PR #218, opened 2021-03-03
Fix issue with worker config on Linux

ankitkumarr:
I tested portable build in Linux and that seemed to work.

I wasn't able to test self contained build in Windows or Linux, but I think that might be due to other issues? I will validate after checking with @brettsam.

### DIFF
--- a/samples/FunctionApp/FunctionApp.csproj
+++ b/samples/FunctionApp/FunctionApp.csproj
@@ -13,7 +13,6 @@
   </PropertyGroup>
 
   <ItemGroup>
-    <PackageReference Include="Microsoft.Azure.Functions.Worker.Sdk" Version="1.0.1-preview5" />
     <PackageReference Include="Newtonsoft.Json" Version="12.0.3" />
     <PackageReference Include="System.Net.NameResolution" Version="4.3.0" />
   </ItemGroup>
--- a/samples/FunctionApp/FunctionApp.csproj
+++ b/samples/FunctionApp/FunctionApp.csproj
@@ -13,6 +13,7 @@
   </PropertyGroup>
 
   <ItemGroup>
+    <PackageReference Include="Microsoft.Azure.Functions.Worker.Sdk" Version="1.0.1-preview5" />
     <PackageReference Include="Newtonsoft.Json" Version="12.0.3" />
     <PackageReference Include="System.Net.NameResolution" Version="4.3.0" />
   </ItemGroup>
--- a/sdk/FunctionMetadataLoaderExtension/Startup.cs
+++ b/sdk/FunctionMetadataLoaderExtension/Startup.cs
@@ -18,8 +18,10 @@ namespace Microsoft.Azure.WebJobs.Extensions.FunctionMetadataLoader
 {
     internal class Startup : IWebJobsStartup2, IWebJobsConfigurationStartup
     {
-        private const string _workerConfigFile = "worker.config.json";
-        private const string _exePathPropertyName = "defaultExecutablePath";
+        private const string WorkerConfigFile = "worker.config.json";
+        private const string ExePathPropertyName = "defaultExecutablePath";
+        private const string ExeSelfContainedReserved = "{WorkerRoot}";
+
         private static readonly string _dotnetIsolatedWorkerConfigPath = ConfigurationPath.Combine("languageWorkers", "dotnet-isolated", "workerDirectory");
         private static readonly string _dotnetIsolatedWorkerExePath = ConfigurationPath.Combine("languageWorkers", "dotnet-isolated", "defaultExecutablePath");
 
@@ -27,8 +29,8 @@ namespace Microsoft.Azure.WebJobs.Extensions.FunctionMetadataLoader
         {
             string appRootPath = context.ApplicationRootPath;
 
-            // We need to adjust the path to the worker exe based on the root.
-            string exePath = GetPathToExe(appRootPath);
+            // We need to adjust the path to the worker exe based on the root, if running a self contained build.
+            string exePath = GetUpdatedExeIfSelfContained(appRootPath);
 
             builder.ConfigurationBuilder.AddInMemoryCollection(new Dictionary<string, string>
             {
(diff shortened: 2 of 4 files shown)


sdk/Sdk/Targets/Microsoft.Azure.Functions.Worker.Sdk.targets
```diff
@@ -44,9 +44,25 @@ WARNING:  DO NOT MODIFY this file unless you are knowledgeable about MSBuild and
       OverwriteReadOnlyFiles="true" />
 
     <WriteLinesToFile
+        Condition="$(SelfContained)"
         File="$(OutputFile)"
-        Lines="$([System.IO.File]::ReadAllText($(_FunctionsWorkerConfigInputFile)).Replace('$functionExe$', '$(TargetName).exe'))"
+        Lines="$([System.IO.File]::ReadAllText($(_FunctionsWorkerConfigInputFile))
```
ankitkumarr, line 49: @brettsam, I think getting rid of `.exe` doesn't work in Windows. I started seeing this error -- `Microsoft.Azure.WebJobs.Script: File DefaultWorkerPath: <redacted>\selfcontained does not exist.`

Wondering if in here we should check RID and based on that, add `.exe` when in Windows.

sdk/FunctionMetadataLoaderExtension/Startup.cs
```diff
@@ -18,17 +18,19 @@ namespace Microsoft.Azure.WebJobs.Extensions.FunctionMetadataLoader
 {
     internal class Startup : IWebJobsStartup2, IWebJobsConfigurationStartup
     {
-        private const string _workerConfigFile = "worker.config.json";
-        private const string _exePathPropertyName = "defaultExecutablePath";
+        private const string WorkerConfigFile = "worker.config.json";
+        private const string ExePathPropertyName = "defaultExecutablePath";
+        private const string ExeSelfContainedReserved = "{WorkerRoot}";
```
brettsam, line 23: This is a nit -- but let's remove reference to `SelfContained` here -- call it `WorkerRootToken` or something. In the loader we don't know about self-contained -- all we know is that we need to replace this if we see it.

sdk/FunctionMetadataLoaderExtension/Startup.cs
```diff
@@ -18,17 +18,19 @@ namespace Microsoft.Azure.WebJobs.Extensions.FunctionMetadataLoader
...
         private static readonly string _dotnetIsolatedWorkerConfigPath = ConfigurationPath.Combine("languageWorkers", "dotnet-isolated", "workerDirectory");
         private static readonly string _dotnetIsolatedWorkerExePath = ConfigurationPath.Combine("languageWorkers", "dotnet-isolated", "defaultExecutablePath");
 
         public void Configure(WebJobsBuilderContext context, IWebJobsConfigurationBuilder builder)
         {
             string appRootPath = context.ApplicationRootPath;
 
-            // We need to adjust the path to the worker exe based on the root.
-            string exePath = GetPathToExe(appRootPath);
+            // We need to adjust the path to the worker exe based on the root, if running a self contained build.
```
brettsam, line 32: Update comment to be...`if WorkerRootToken is found.`

sdk/FunctionMetadataLoaderExtension/Startup.cs
```diff
@@ -50,42 +52,63 @@ public void Configure(IWebJobsBuilder builder)
...
 
-        internal static string GetPathToExe(string appRootPath)
+        internal static string GetUpdatedExeIfSelfContained(string appRootPath)
         {
-            string fullPathToWorkerConfig = Path.Combine(appRootPath, _workerConfigFile);
+            string fullPathToWorkerConfig = Path.Combine(appRootPath, WorkerConfigFile);
+            string? exeValue = GetExeValueFromWorkerConfig(fullPathToWorkerConfig);
 
-            if (!File.Exists(fullPathToWorkerConfig))
+            if (HasSelfContainedIdentifier(exeValue))
```
brettsam, line 60: Another nit -- but could you do `string.Replace()` here? If there's no `{WorkerRoot}`, it'll be a no-op.

sdk/Sdk/Targets/Microsoft.Azure.Functions.Worker.Sdk.targets
brettsam: Have the loader do this:
```
if (RuntimeInformation.IsOSPlatform(OSPlatform.Windows))
{
    fileName += ".exe";
}
```

It's the same thing we do in the functions host to find dotnet. And it looks like we took it from here: https://github.com/dotnet/extensions/blob/04e2b857352b74e3edad5f36abe1ec3abd114a08/shared/Microsoft.Extensions.CommandLineUtils.Sources/Utilities/DotNetMuxer.cs#L42-L45

samples/FunctionApp/FunctionApp.csproj
```diff
@@ -13,7 +13,6 @@
   </PropertyGroup>
 
   <ItemGroup>
-    <PackageReference Include="Microsoft.Azure.Functions.Worker.Sdk" Version="1.0.1-preview5" />
```
fabiocav, line 16: can you share more information here? Don't we expect this app to behave like any function? Are we switching to a project reference?

fabiocav (approved):

samples/FunctionApp/FunctionApp.csproj
ankitkumarr: Whoops! This was supposed to not be staged for commit. Undoing.

brettsam (approved):

sdk/FunctionMetadataLoaderExtension/Startup.cs
```diff
@@ -50,42 +54,99 @@ public void Configure(IWebJobsBuilder builder)
...
             {
-                throw new FileNotFoundException($"The file '{exePathString}' was not found.");
+                file += ".exe";
             }
 
-            return exePathString;
+            return file;
+        }
+
+        private class WorkerConfigDescription
```
ankitkumarr, line 143: So I had created this when I was starting to update both properties "defaultExcutablePath" and "defaultWorkerPath". But with switching to ".dll" for "defaultWorkerPath" as discussed offline for self-contained, this is no longer required.

I could remove this type and go back to single string. But it doesn't hurt to have this specific type. Thoughts?

brettsam: yeah just keep it.

fabiocav:
Is this ready to be merged?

What is needed:
Every line of the listing is to be transcribed exactly.

Answer section:
PR #218, opened 2021-03-03
Fix issue with worker config on Linux

ankitkumarr:
I tested portable build in Linux and that seemed to work.

I wasn't able to test self contained build in Windows or Linux, but I think that might be due to other issues? I will validate after checking with @brettsam.

### DIFF
--- a/samples/FunctionApp/FunctionApp.csproj
+++ b/samples/FunctionApp/FunctionApp.csproj
@@ -13,7 +13,6 @@
   </PropertyGroup>
 
   <ItemGroup>
-    <PackageReference Include="Microsoft.Azure.Functions.Worker.Sdk" Version="1.0.1-preview5" />
     <PackageReference Include="Newtonsoft.Json" Version="12.0.3" />
     <PackageReference Include="System.Net.NameResolution" Version="4.3.0" />
   </ItemGroup>
--- a/samples/FunctionApp/FunctionApp.csproj
+++ b/samples/FunctionApp/FunctionApp.csproj
@@ -13,6 +13,7 @@
   </PropertyGroup>
 
   <ItemGroup>
+    <PackageReference Include="Microsoft.Azure.Functions.Worker.Sdk" Version="1.0.1-preview5" />
     <PackageReference Include="Newtonsoft.Json" Version="12.0.3" />
     <PackageReference Include="System.Net.NameResolution" Version="4.3.0" />
   </ItemGroup>
--- a/sdk/FunctionMetadataLoaderExtension/Startup.cs
+++ b/sdk/FunctionMetadataLoaderExtension/Startup.cs
@@ -18,8 +18,10 @@ namespace Microsoft.Azure.WebJobs.Extensions.FunctionMetadataLoader
 {
     internal class Startup : IWebJobsStartup2, IWebJobsConfigurationStartup
     {
-        private const string _workerConfigFile = "worker.config.json";
-        private const string _exePathPropertyName = "defaultExecutablePath";
+        private const string WorkerConfigFile = "worker.config.json";
+        private const string ExePathPropertyName = "defaultExecutablePath";
+        private const string ExeSelfContainedReserved = "{WorkerRoot}";
+
         private static readonly string _dotnetIsolatedWorkerConfigPath = ConfigurationPath.Combine("languageWorkers", "dotnet-isolated", "workerDirectory");
         private static readonly string _dotnetIsolatedWorkerExePath = ConfigurationPath.Combine("languageWorkers", "dotnet-isolated", "defaultExecutablePath");
 
@@ -27,8 +29,8 @@ namespace Microsoft.Azure.WebJobs.Extensions.FunctionMetadataLoader
         {
             string appRootPath = context.ApplicationRootPath;
 
-            // We need to adjust the path to the worker exe based on the root.
-            string exePath = GetPathToExe(appRootPath);
+            // We need to adjust the path to the worker exe based on the root, if running a self contained build.
+            string exePath = GetUpdatedExeIfSelfContained(appRootPath);
 
             builder.ConfigurationBuilder.AddInMemoryCollection(new Dictionary<string, string>
             {
(diff shortened: 2 of 4 files shown)


sdk/Sdk/Targets/Microsoft.Azure.Functions.Worker.Sdk.targets
```diff
@@ -44,9 +44,25 @@ WARNING:  DO NOT MODIFY this file unless you are knowledgeable about MSBuild and
       OverwriteReadOnlyFiles="true" />
 
     <WriteLinesToFile
+        Condition="$(SelfContained)"
         File="$(OutputFile)"
-        Lines="$([System.IO.File]::ReadAllText($(_FunctionsWorkerConfigInputFile)).Replace('$functionExe$', '$(TargetName).exe'))"
+        Lines="$([System.IO.File]::ReadAllText($(_FunctionsWorkerConfigInputFile))
```
ankitkumarr, line 49: @brettsam, I think getting rid of `.exe` doesn't work in Windows. I started seeing this error -- `Microsoft.Azure.WebJobs.Script: File DefaultWorkerPath: <redacted>\selfcontained does not exist.`

Wondering if in here we should check RID and based on that, add `.exe` when in Windows.

sdk/FunctionMetadataLoaderExtension/Startup.cs
```diff
@@ -18,17 +18,19 @@ namespace Microsoft.Azure.WebJobs.Extensions.FunctionMetadataLoader
 {
     internal class Startup : IWebJobsStartup2, IWebJobsConfigurationStartup
     {
-        private const string _workerConfigFile = "worker.config.json";
-        private const string _exePathPropertyName = "defaultExecutablePath";
+        private const string WorkerConfigFile = "worker.config.json";
+        private const string ExePathPropertyName = "defaultExecutablePath";
+        private const string ExeSelfContainedReserved = "{WorkerRoot}";
```
brettsam, line 23: This is a nit -- but let's remove reference to `SelfContained` here -- call it `WorkerRootToken` or something. In the loader we don't know about self-contained -- all we know is that we need to replace this if we see it.

sdk/FunctionMetadataLoaderExtension/Startup.cs
```diff
@@ -18,17 +18,19 @@ namespace Microsoft.Azure.WebJobs.Extensions.FunctionMetadataLoader
...
         private static readonly string _dotnetIsolatedWorkerConfigPath = ConfigurationPath.Combine("languageWorkers", "dotnet-isolated", "workerDirectory");
         private static readonly string _dotnetIsolatedWorkerExePath = ConfigurationPath.Combine("languageWorkers", "dotnet-isolated", "defaultExecutablePath");
 
         public void Configure(WebJobsBuilderContext context, IWebJobsConfigurationBuilder builder)
         {
             string appRootPath = context.ApplicationRootPath;
 
-            // We need to adjust the path to the worker exe based on the root.
-            string exePath = GetPathToExe(appRootPath);
+            // We need to adjust the path to the worker exe based on the root, if running a self contained build.
```
brettsam, line 32: Update comment to be...`if WorkerRootToken is found.`

sdk/FunctionMetadataLoaderExtension/Startup.cs
```diff
@@ -50,42 +52,63 @@ public void Configure(IWebJobsBuilder builder)
...
 
-        internal static string GetPathToExe(string appRootPath)
+        internal static string GetUpdatedExeIfSelfContained(string appRootPath)
         {
-            string fullPathToWorkerConfig = Path.Combine(appRootPath, _workerConfigFile);
+            string fullPathToWorkerConfig = Path.Combine(appRootPath, WorkerConfigFile);
+            string? exeValue = GetExeValueFromWorkerConfig(fullPathToWorkerConfig);
 
-            if (!File.Exists(fullPathToWorkerConfig))
+            if (HasSelfContainedIdentifier(exeValue))
```
brettsam, line 60: Another nit -- but could you do `string.Replace()` here? If there's no `{WorkerRoot}`, it'll be a no-op.

sdk/Sdk/Targets/Microsoft.Azure.Functions.Worker.Sdk.targets
brettsam: Have the loader do this:
```
if (RuntimeInformation.IsOSPlatform(OSPlatform.Windows))
{
    fileName += ".exe";
}
```

It's the same thing we do in the functions host to find dotnet. And it looks like we took it from here: https://github.com/dotnet/extensions/blob/04e2b857352b74e3edad5f36abe1ec3abd114a08/shared/Microsoft.Extensions.CommandLineUtils.Sources/Utilities/DotNetMuxer.cs#L42-L45

samples/FunctionApp/FunctionApp.csproj
```diff
@@ -13,7 +13,6 @@
   </PropertyGroup>
 
   <ItemGroup>
-    <PackageReference Include="Microsoft.Azure.Functions.Worker.Sdk" Version="1.0.1-preview5" />
```
fabiocav, line 16: can you share more information here? Don't we expect this app to behave like any function? Are we switching to a project reference?

fabiocav (approved):

samples/FunctionApp/FunctionApp.csproj
ankitkumarr: Whoops! This was supposed to not be staged for commit. Undoing.

brettsam (approved):

sdk/FunctionMetadataLoaderExtension/Startup.cs
```diff
@@ -50,42 +54,99 @@ public void Configure(IWebJobsBuilder builder)
...
             {
-                throw new FileNotFoundException($"The file '{exePathString}' was not found.");
+                file += ".exe";
             }
 
-            return exePathString;
+            return file;
+        }
+
+        private class WorkerConfigDescription
```
ankitkumarr, line 143: So I had created this when I was starting to update both properties "defaultExcutablePath" and "defaultWorkerPath". But with switching to ".dll" for "defaultWorkerPath" as discussed offline for self-contained, this is no longer required.

I could remove this type and go back to single string. But it doesn't hurt to have this specific type. Thoughts?

brettsam: yeah just keep it.

fabiocav:
Is this ready to be merged?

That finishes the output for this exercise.